M. Callahan, C. Humbert (© Kelly O’Brien)


The Palm Beach season starts earlier and earlier than the standard after-New Years rounds of parties and galas that once characterized the chic island town and its environs. This year the Symphony and Chamber Arts ensembles returned to performance in November. The local ballet and touring events were firmly in place by December. Palm Beach Opera’s season normally runs January through March, but David Walker, its innovative general and artistic director, moved up the opening of the season – the company’s sixtieth – with this semi-staged performance of Henry Purcell’s best-known work. Its presentation also fits his newly created Discovery Series, which features a more intimate performance of relatively neglected works given by singers drawn from the company’s highly competitive Benenson Young Artist and Artist Apprentice programs. A reduced orchestration with keyboard accompaniment (in this case a harpsichord/organ) stands in for the full orchestra, while a small ensemble of singers plays the role of the chorus.
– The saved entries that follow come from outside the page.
Issue #1275, opened 2020-06-02
Use functions from cache pkg to download tray


anjannath:
### General information

  * OS: Windows
  

`crc setup --enable-experimental-features` is not able to start the system tray in windows.

Setup looks for the tray in `~\.crc\bin\tray-windows` but the tray executable is downloaded/extracted directly inside `~\.crc\bin\` without the `tray-windows` directory.

anjannath:
The bug is fixed now, but need to refactor the tray download code to use cache pkg

PR #1285, opened 2020-06-04
[WIP] Fix tray download location in crc home folder

anjannath:
**Fixes:** Issue #1275 

## Testing

`crc setup --enable-experimental-features` should start the tray and daemon services successfully

### DIFF
--- a/pkg/crc/cache/cache.go
+++ b/pkg/crc/cache/cache.go
@@ -20,8 +20,8 @@ type Cache struct {
 	destDir    string
 }
 
-func New(binarName string, archiveURL string, destDir string) *Cache {
-	return &Cache{binaryName: binarName, archiveURL: archiveURL, destDir: destDir}
+func New(binaryName string, archiveURL string, destDir string) *Cache {
+	return &Cache{binaryName: binaryName, archiveURL: archiveURL, destDir: destDir}
 }
 
 func NewOcCache(destDir string) *Cache {
--- a/pkg/crc/cache/cache_tray_windows.go
+++ b/pkg/crc/cache/cache_tray_windows.go
@@ -1,0 +1,59 @@
+package cache
+
+import (
+	"io/ioutil"
+	"os"
+	"path/filepath"
+
+	"github.com/code-ready/crc/pkg/crc/constants"
+	"github.com/code-ready/crc/pkg/extract"
+	crcos "github.com/code-ready/crc/pkg/os"
+	"github.com/pkg/errors"
+)
+
+type TrayCache struct {
+	Cache
+}
+
+func (tc *TrayCache) CacheBinary() error {
+	if tc.IsCached() {
+		return nil
+	}
+
+	// Create tmp dir to download the requested tarball
+	tmpDir, err := ioutil.TempDir("", "crc")
+	if err != nil {
+		return err
+	}
+	defer os.RemoveAll(tmpDir)
+	assetTmpFile, err := tc.getBinary(tmpDir)
+	if err != nil {
+		return err
+	}
+
+	// Extract the tarball and put it the cache directory.
+	extractedFiles, err := extract.Uncompress(assetTmpFile, tmpDir)
+	if err != nil {
+		return errors.Wrapf(err, "Cannot uncompress '%s'", assetTmpFile)
+	}
+
+	// Copy the requested asset into its final destination
+	err = os.MkdirAll(tc.destDir, 0750)
+	if err != nil && !os.IsExist(err) {
+		return errors.Wrap(err, "Cannot create the target directory.")
+	}
+
+	for _, extractedFilePath := range extractedFiles {
+		finalBinaryPath := filepath.Join(tc.destDir, filepath.Base(extractedFilePath))
+		err = crcos.CopyFileContents(extractedFilePath, finalBinaryPath, 0500)
+		if err != nil {
+			return err
+		}
+	}
+
+	return nil
+}
+
+func NewWindowsTrayCache(destDir string) *TrayCache {
+	return &TrayCache{Cache{binaryName: constants.TrayBinaryName, archiveURL: constants.GetCRCWindowsTrayDownloadURL(), destDir: destDir}}
+}
--- a/pkg/crc/preflight/preflight_checks_tray_windows.go
+++ b/pkg/crc/preflight/preflight_checks_tray_windows.go
@@ -2,19 +2,16 @@ package preflight
 
 import (
 	"fmt"
-	"io/ioutil"
 	goos "os"
 	"os/exec"
 	"path/filepath"
 	"strings"
 
+	"github.com/code-ready/crc/pkg/crc/cache"
 	"github.com/code-ready/crc/pkg/crc/constants"
 	"github.com/code-ready/crc/pkg/crc/input"
 	"github.com/code-ready/crc/pkg/crc/logging"
 	"github.com/code-ready/crc/pkg/crc/version"
-	dl "github.com/code-ready/crc/pkg/download"
-	"github.com/code-ready/crc/pkg/embed"
-	"github.com/code-ready/crc/pkg/extract"
 	"github.com/code-ready/crc/pkg/os"
 	"github.com/code-ready/crc/pkg/os/windows/powershell"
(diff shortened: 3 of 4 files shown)


pkg/crc/cache/cache_tray_windows.go
```diff
@@ -0,0 +1,69 @@
...
+	"github.com/code-ready/crc/pkg/extract"
+	crcos "github.com/code-ready/crc/pkg/os"
+	"github.com/pkg/errors"
+)
+
+type TrayCache struct {
+	Cache
+}
+
+func (tc *TrayCache) CacheBinary() error {
```
anjannath, line 18: The original `CacheBinary()` function only extracts a single binary that matches the filter, for the tray we want to extract the complete directory

cfergeau: I don't think you need to duplicate the whole function when there's only a slight difference:
`extractedFiles, err := extract.Uncompress(assetTmpFile, tmpDir)` VS `extractedFiles, err := extract.UncompressWithFilter(assetTmpFile, tmpDir, ...)` You could have an internal helper with more args (a file filter) which would be used by both `CacheBinary` and `TrayCache.CacheBinary`. I don't think you need `TrayCache` at all, it could probably be called `TrayCache.CacheBinary` could probably be `Cache.CacheDir` or something like that?

pkg/crc/cache/cache.go
```diff
@@ -20,8 +20,8 @@ type Cache struct {
 	destDir    string
 }
 
-func New(binarName string, archiveURL string, destDir string) *Cache {
-	return &Cache{binaryName: binarName, archiveURL: archiveURL, destDir: destDir}
+func New(binaryName string, archiveURL string, destDir string) *Cache {
+	return &Cache{binaryName: binaryName, archiveURL: archiveURL, destDir: destDir}
 }
```
cfergeau, line 25: nit: This typo fix is totally unrelated to these changes, only mentioning it since it took me a while to notice `binarName` vs `binaryName`

pkg/crc/preflight/preflight_checks_tray_windows.go
```diff
@@ -148,6 +113,12 @@ func checkTrayBinaryVersion() error {
 }
 
 func fixTrayBinaryVersion() error {
+	// Kill older running tray
+	if err := checkTrayRunning(); err == nil {
+		if err := stopTray(); err != nil {
+			logging.Debugf("Failed to kill running tray: %v", err)
+		}
+	}
```
cfergeau, line 121: This code used to be in `fixTrayBinaryExists`, not clear why it moved.

pkg/crc/cache/cache_tray_windows.go
anjannath: I avoided to add a `cache.CacheDir` because i wasn't sure if calling it on the other objects like `podmanCache` would result in a side effect..

pkg/crc/cache/cache.go
anjannath: will put this is in a separate commit

pkg/crc/preflight/preflight_checks_tray_windows.go
anjannath: Yes, but it should have been here all along, we can only expect a running tray when there is one available, and only when it is available and the versions don't match we need to update the version in which case we'll have to stop the running tray, in normal case when `fixTrayBinaryExists` is called, it'll most probably not have a running tray, as that binary doesn't exist yet

pkg/crc/cache/cache_tray_windows.go
anjannath: @cfergeau Is this what you were suggesting..
```diff
diff --git a/pkg/crc/cache/cache.go b/pkg/crc/cache/cache.go
index 72a5bab..28cf083 100644
--- a/pkg/crc/cache/cache.go
+++ b/pkg/crc/cache/cache.go
@@ -20,8 +20,8 @@ type Cache struct {
 	destDir    string
 }
 
-func New(binarName string, archiveURL string, destDir string) *Cache {
-	return &Cache{binaryName: binarName, archiveURL: archiveURL, destDir: destDir}
+func New(binaryName string, archiveURL string, destDir string) *Cache {
+	return &Cache{binaryName: binaryName, archiveURL: archiveURL, destDir: destDir}
 }
 
 func NewOcCache(destDir string) *Cache {
@@ -58,7 +58,20 @@ func (c *Cache) CacheBinary() error {
 	if c.IsCached() {
 		return nil
 	}
+	return c.cache(func(filename string) bool {
+		return filepath.Base(filename) == c.binaryName
+	})
+}
 
+// CacheDir downloads and caches the requested asset's dir into crc home
+func (c *Cache) CacheDir() error {
+	if c.IsCached() {
+		return nil
+	}
+	return c.cache(nil)
+}
+
+func (c *Cache) cache(fileFilter func(string) bool) error {
 	// Create tmp dir to download the requested tarball
 	tmpDir, err := ioutil.TempDir("", "crc")
 	if err != nil {
@@ -70,9 +83,13 @@ func (c *Cache) CacheBinary() error {
 		return err
 	}
 
-	// Extract the tarball and put it the cache directory.
-	extractedFiles, err := extract.UncompressWithFilter(assetTmpFile, tmpDir,
-		func(filename string) bool { return filepath.Base(filename) == c.binaryName })
+	// Extract the tarball and put it in the CrcBin directory.
+	extractedFiles, err := extract.UncompressWithFilter(
+		assetTmpFile,
+		tmpDir,
+		fileFilter,
+	)
+
 	if err != nil {
 		return errors.Wrapf(err, "Cannot uncompress '%s'", assetTmpFile)
 	}
diff --git a/pkg/crc/cache/cache_tray_windows.go b/pkg/crc/cache/cache_tray_windows.go
new file mode 100644
index 0000000..17010db
--- /dev/null
+++ b/pkg/crc/cache/cache_tray_windows.go
@@ -0,0 +1,7 @@
+package cache
+
+import "github.com/code-ready/crc/pkg/crc/constants"
+
+func NewWindowsTrayCache(destDir string) *Cache {
+	return New(constants.TrayBinaryName, constants.GetCRCWindowsTrayDownloadURL(), destDir)
+}

```

pkg/crc/preflight/preflight_checks_tray_windows.go
cfergeau: can you move this to its own commit? The change to use `Cache` should be purely code moving around, with no behaviour change, the explanation you just gave deserves to be in a git commit log :)

pkg/crc/cache/cache_tray_windows.go
cfergeau: > @cfergeau Is this what you were suggesting..

If `UncompressWithFilter` knows how to deal with a `nil` filter, yes, looks like it! Maybe move the `c.IsCached()` to the helper too?

> The original `CacheBinary()` function only extracts a single binary that matches the filter, for the tray we want to extract the complete directory

Did not occur to me initially, but this can also be added to the commit log, so that future you (or other readers) can remember why this was done this way. What is in that directory though in addition to the tray binary?

> I avoided to add a `cache.CacheDir` because i wasn't sure if calling it on the other objects like `podmanCache` would result in a side effect..

Hmm if someone tries to use this on an inappropriate instance, I would say it's their problem/their bug. We want to avoid non-generic code in this package (OcCache/PodmanCache/... should not have been added there, this was requested during the review but slipped through), so adding a non-generic TrayCache class is going the wrong way. So let's try to add the helper you need to the base class, we can refine the API later if it's not good enough.

anjannath: > What is in that directory though in addition to the tray binary?

In case of windows there's a dll of a json parser library, that am using and an app config file, in case of macOS the whole app is actually a directory, but macOS would recognize it as an app bundle, it also contains some app manifests, static resources like the icons.

anjannath: @cfergeau one thing i missed in that diff, we'd also need something like `cache.EnsureDirIsCached`

anjannath:
Closing as this might need more work after #1282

Last season the series began with a well received presentation of Bellini’s I Capuleti e i Montecchi, a non-Shakespearean version of the Romeo and Juliet story. The setting – the outdoor sculpture garden of West Palm Beach’s recently renovated and impressively expanded Norton Museum of Art – competes with crickets and airplanes, but offers and appealing Renaissance feel evoking opera’s earliest days as a home entertainment. A lavish dinner and cocktail hours precedes the performance, this time with a passed dessert reception following it.
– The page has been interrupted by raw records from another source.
PR #1290, opened 2020-06-05
Misc logs (and more) improvements

cfergeau:
Some fixes/log improvements I've accumulated over time.  Most of them are related to log messages. I've tried to adjust the error when certificates expire, but I'm not fully satisfied with how it's worded, mostly because I was not sure if I should use very long/multiline error strings.
I'm fine with splitting this in smaller pull requests if we don't want to take everything at once.


pkg/crc/errors/multierror.go
```diff
@@ -58,5 +58,12 @@ func RetryAfter(attempts int, callback func() error, d time.Duration) (err error
 		logging.Debugf("error: %v - sleeping %s", err, d)
 		time.Sleep(d)
 	}
-	return m.ToError()
+	err = m.ToError()
+
+	/* Should only be reached in case of a timeout, in which case err will be set */
+	if err == nil {
+		panic("")
+	}
```
praveenkumar, line 66: why we need to check for `err == nil` and set the panic ?

cfergeau: I think because it was not obvious to me that err would never be nil while I was reading this code, so I tried it/made it obvious. I can indeed remove this if you prefer as this leans on debug/test code.

praveenkumar: @cfergeau if err is nil the we always send the return value as nil quite early https://github.com/code-ready/crc/pull/1290/commits/8a29f67ff01aef58d0142c501f5c8282d82f50c0#diff-9c9d6b3a60f814f0535684659ec8cc14R49-R51  so  here if the err is collected it would never be the nil, better to remove it.

praveenkumar:
@cfergeau this need a rebase :(

pkg/crc/errors/multierror.go
cfergeau: Yes, `err` cannot be `nil` due to how the code is written, hence the `panic`, it's just some documentation/future proofing for this code. I'll rebase and drop it.

praveenkumar:
@cfergeau looks like another rebase because of https://github.com/code-ready/crc/pull/1317 one  :( , Also go ahead and merge it once you done with rebase

/lgtm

Dido and Aeneas rarely draws the attention of leading companies, though a spate of new productions cropped up for the occasion of its 350th anniversary, in 2009. More the stuff of university-level opera workshops, it clocks in at just over an hour, and much of its original music is missing. For this performance, which is Palm Beach’s premiere production of the work, director Drew Minter poached other selections of Purcell’s œuvre. The additions include a prologue for Dido’s court as well as a free-standing song, “What shall I do,” which gives Aeneas an aria he otherwise lacks. Finally, an epilogue is drawn from music Purcell composed for the funeral of Queen Mary II of England, who patronized him during her five years on the throne (1689-1694) after deposing her father in the “Glorious Revolution,” which implanted parliamentary supremacy in England.
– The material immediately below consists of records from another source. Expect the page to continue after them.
Issue #1242, opened 2020-05-15
[BUG] Certificates do not renew successfully using crc v1.10


btannous:
### General information

  * OS: Linux (fedora 31)
  * Hypervisor: KVM
  * Did you run `crc setup` before starting it (Yes/No)? Yes (always)
  * Running CRC on: Desktop, 8core, 32g memory, nothing else running (accessing remotely)

## CRC version
```bash
❯ ./crc version
crc version: 1.10.0+9025021
OpenShift version: 4.4.3 (embedded in binary)
```

## Host Operating System
```bash
❯ cat /etc/os-release
NAME=Fedora
VERSION="31 (Server Edition)"
ID=fedora
VERSION_ID=31
VERSION_CODENAME=""
PLATFORM_ID="platform:f31"
PRETTY_NAME="Fedora 31 (Server Edition)"
ANSI_COLOR="0;34"
LOGO=fedora-logo-icon
CPE_NAME="cpe:/o:fedoraproject:fedora:31"
HOME_URL="https://fedoraproject.org/"
DOCUMENTATION_URL="https://docs.fedoraproject.org/en-US/fedora/f31/system-administrators-guide/"
SUPPORT_URL="https://fedoraproject.org/wiki/Communicating_and_getting_help"
BUG_REPORT_URL="https://bugzilla.redhat.com/"
REDHAT_BUGZILLA_PRODUCT="Fedora"
REDHAT_BUGZILLA_PRODUCT_VERSION=31
REDHAT_SUPPORT_PRODUCT="Fedora"
REDHAT_SUPPORT_PRODUCT_VERSION=31
PRIVACY_POLICY_URL="https://fedoraproject.org/wiki/Legal:PrivacyPolicy"
VARIANT="Server Edition"
VARIANT_ID=server
```

### Steps to reproduce

- blocked UDP port 123 out of my local gateway
- sudo date -s "9 JULY 2020 11:11:11"
- downloaded/extracted crc-1.10
- crc delete <just in case i had an old one>
- crc setup
- crc start -c 8 -m 25000 ...

### Expected
Certificates get renewed and cluster comes up.

### Actual
Certificates do not get renewed.

### Logs
https://gist.github.com/dea1a60dddaf7becd05200d0a2eed3e5

https://gist.github.com/btannous/1ebb796dbb747a2f18294403aea6c15d

gbraad:
We are currently investigating this ...

cfergeau:
[...]

PR #1292, opened 2020-06-05
Update certificate recovery codebase

praveenkumar:
With 4.4 [1] automatic cert rotation works so we don't need to
rely on the manual process. We still need to approve the csr
manually which is not automated yet.

[1] https://bugzilla.redhat.com/show_bug.cgi?id=1819623

**Fixes:** Issue #1242 

## Solution/Idea

Idea is to make sure the cert recovery process works without any issue.

### DIFF
--- a/pkg/crc/machine/cert-renewal.go
+++ b/pkg/crc/machine/cert-renewal.go
@@ -28,7 +28,7 @@ func waitForPendingCsrs(oc oc.OcConfig) error {
 		return nil
 	}
 
-	return errors.RetryAfter(60, waitForPendingCsr, time.Second)
+	return errors.RetryAfter(120, waitForPendingCsr, time.Second*5)
 }
 
 func RegenerateCertificates(sshRunner *ssh.SSHRunner, machineName string) error {
--- a/pkg/crc/machine/cert-renewal.go
+++ b/pkg/crc/machine/cert-renewal.go
@@ -3,7 +3,6 @@ package machine
 import (
 	"fmt"
 	"regexp"
-	"strings"
 	"time"
 
 	"github.com/code-ready/crc/pkg/crc/errors"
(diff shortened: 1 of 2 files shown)


btannous:
@praveenkumar if this is the fix for what you mentioned in slack, tested here -- seems good! https://gist.github.com/3790f396add70b53b796f0c5913ddbe2

pkg/crc/machine/cert-renewal.go
```diff
@@ -125,12 +28,10 @@ func waitForPendingCsrs(oc oc.OcConfig) error {
 		return nil
 	}
 
-	return errors.RetryAfter(60, waitForPendingCsr, time.Second)
+	return errors.RetryAfter(60, waitForPendingCsr, time.Second*5)
```
cfergeau, line 31: I'd change this in a separate commit.

pkg/crc/machine/cert-renewal.go
```diff
@@ -140,105 +41,32 @@ func RegenerateCertificates(sshRunner *ssh.SSHRunner, machineName string) error
...
-	if err != nil {
-		logging.Debugf("Error restarting kubelet service: %v", err)
-		return err
-	}
-
+	oc := oc.UseOCWithConfig(machineName)
 	/* 2 CSRs to approve, one right after kubelet restart, the other one a few dozen seconds after
-	approving the first one */
+	approving the first one
+	- First one is requested by system:serviceaccount and address to node-bootstrapper
```
cfergeau, line 47: I don't understand what you mean by "address to xxx"

pkg/crc/machine/cert-renewal.go
```diff
@@ -140,105 +41,32 @@ func RegenerateCertificates(sshRunner *ssh.SSHRunner, machineName string) error
...
 	err = oc.ApproveNodeCSR()
 	if err != nil {
-		logging.Debugf("Error approving second pending CSR: %v", err)
+		logging.Debugf("Error approving second pending (system:node) CSR: %v", err)
 		return err
 	}
 
-	/* The cluster needs to settle for a few minutes before connections to
-	 * api.crc.testing:6443 gets a valid TLS certificate
-	 */
```
cfergeau, line 237: With the automated cert recovery, the apiserver is immediatly available?

pkg/crc/machine/cert-renewal.go
praveenkumar: @cfergeau this is more like for me to remember which cert address to which component so when I file an issue I don't need to everytime go back to working cluster and check those details.

pkg/crc/machine/cert-renewal.go
praveenkumar: @cfergeau Here we don't create the recovery apiserver which need to be deleted so our current apiserver handle it and we don't need to now check for default  api connections.

pkg/crc/machine/cert-renewal.go
praveenkumar: @cfergeau sure, will do that.

pkg/crc/machine/cert-renewal.go
```diff
@@ -13,102 +12,6 @@ import (
 	"github.com/code-ready/crc/pkg/crc/systemd"
 )
 
-var (
-	kaoImage = "openshift/cert-recovery"
```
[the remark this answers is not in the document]
praveenkumar: yes we need to remove that step from snc now, also in the snc side this is just a tag doesn't add any addition image but good to remove those.

pkg/crc/machine/cert-renewal.go
cfergeau: I don't mind having "node-bootstrapper" and the other one being mentioned, it's the "address to" formulation which I don't understand, so the comment is not as useful as it could be.

pkg/crc/machine/cert-renewal.go
cfergeau: This was not only checking if we can reach the api server, this was also checking if the certificates of the apiserver are valid. Actually I'm not sure how this all works, the certificate for the api.crc.testing:6443 connection are renewed automatically, so that we can approve the CSR for a different set of certificates?

praveenkumar: @cfergeau before the recovery cert server used to run on `7443` port so we need to delete that recovery pod after certs are created and csr are approved and then we used this to make sure our default apiserver which runs on `6443` port able to comeup, now we don't need that different recovery pod so this step also not needed.

pkg/crc/machine/cert-renewal.go
cfergeau: How much time is needed before getting the first csr?  Less than the 4/5 minutes mentioned in the log? And once we got one CSR, isn't it very long to wait for 5 more minutes?

praveenkumar: @cfergeau usually second csr we get around 30sec-1min but this is not like waiting again for 5 mins but break as soon as the csr requests comes right, 5 min is a timeout in our condition.

cfergeau: How long does the 1st one take to come up?
And if there is a failure, 5 minutes is a very wasteful wait if we know after 2 minutes that it's never going to succeed.

praveenkumar: > How long does the 1st one take to come up?

@cfergeau first one does take around 4-5 mins, didn't record exact time but around that on my testing instance.

cfergeau: If first CSR request takes 4/5 minutes to appear, and since this time is dependant on the machine running crc, isn't a 5 minutes timeout possibly going to be a bit too short for the 1st request? Might be better to add a `timeout` arg to `waitForPendingCsrs, and wait for 8 to 10 minutes (or is it too much?) for the first one, and 2 minutes for the second one.

praveenkumar: @cfergeau yesterday when @anjannath trying this PR the second CSR also took around 4min to appear so I am not sure if we put different timeout for different csr requests if you want to increase the first one to 8-10 mins then I would also wait around same time for second csr.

Drawn from Book IV of Virgil’s Aeneid, the opera’s plot is one of the classical tradition’s best known. Dido, the Queen of Carthage, has welcome refugees from the devastated city of Troy and fallen in love with their leader Aeneas, who is destined to be the founder of Rome. In this version a mean and spiteful sorceress sends him on his way, leading Dido to believe she has been abandoned. She sings of her despair before expiring, but here we are spared the funeral pyre for her usual self-immolation.


Palm Beach Opera has chosen wisely in its young artist appointments. The appealing mezzo-soprano Megan Callahan sang minor roles in the company’s innovative outdoor festival presentation of three standard repertory works last February – the first opera performances in North America since the Covid-19 pandemic began. Here she was poignant, conveying sorrow over a layer of strength and despair that floated on a warm texture of dignity. Christopher Humbert, Jr.’s Aeneas was authoritative and strong, with a solid technique that portends a future of great note. Meridian Prall’s sorceress avoided caricature in executing her central deception. The other young singers acquitted themselves well.


Gregory Ritchey has a conducting career of national importance as well as an impressive record as a recital pianist. A Palm Beach Opera associate conductor, he showed a true talent for sizing down the larger score for the purposes of this unique format and presentation. It augurs well for the major stage works coming in the new year and left the listeners guessing what rarer work we might discover here next.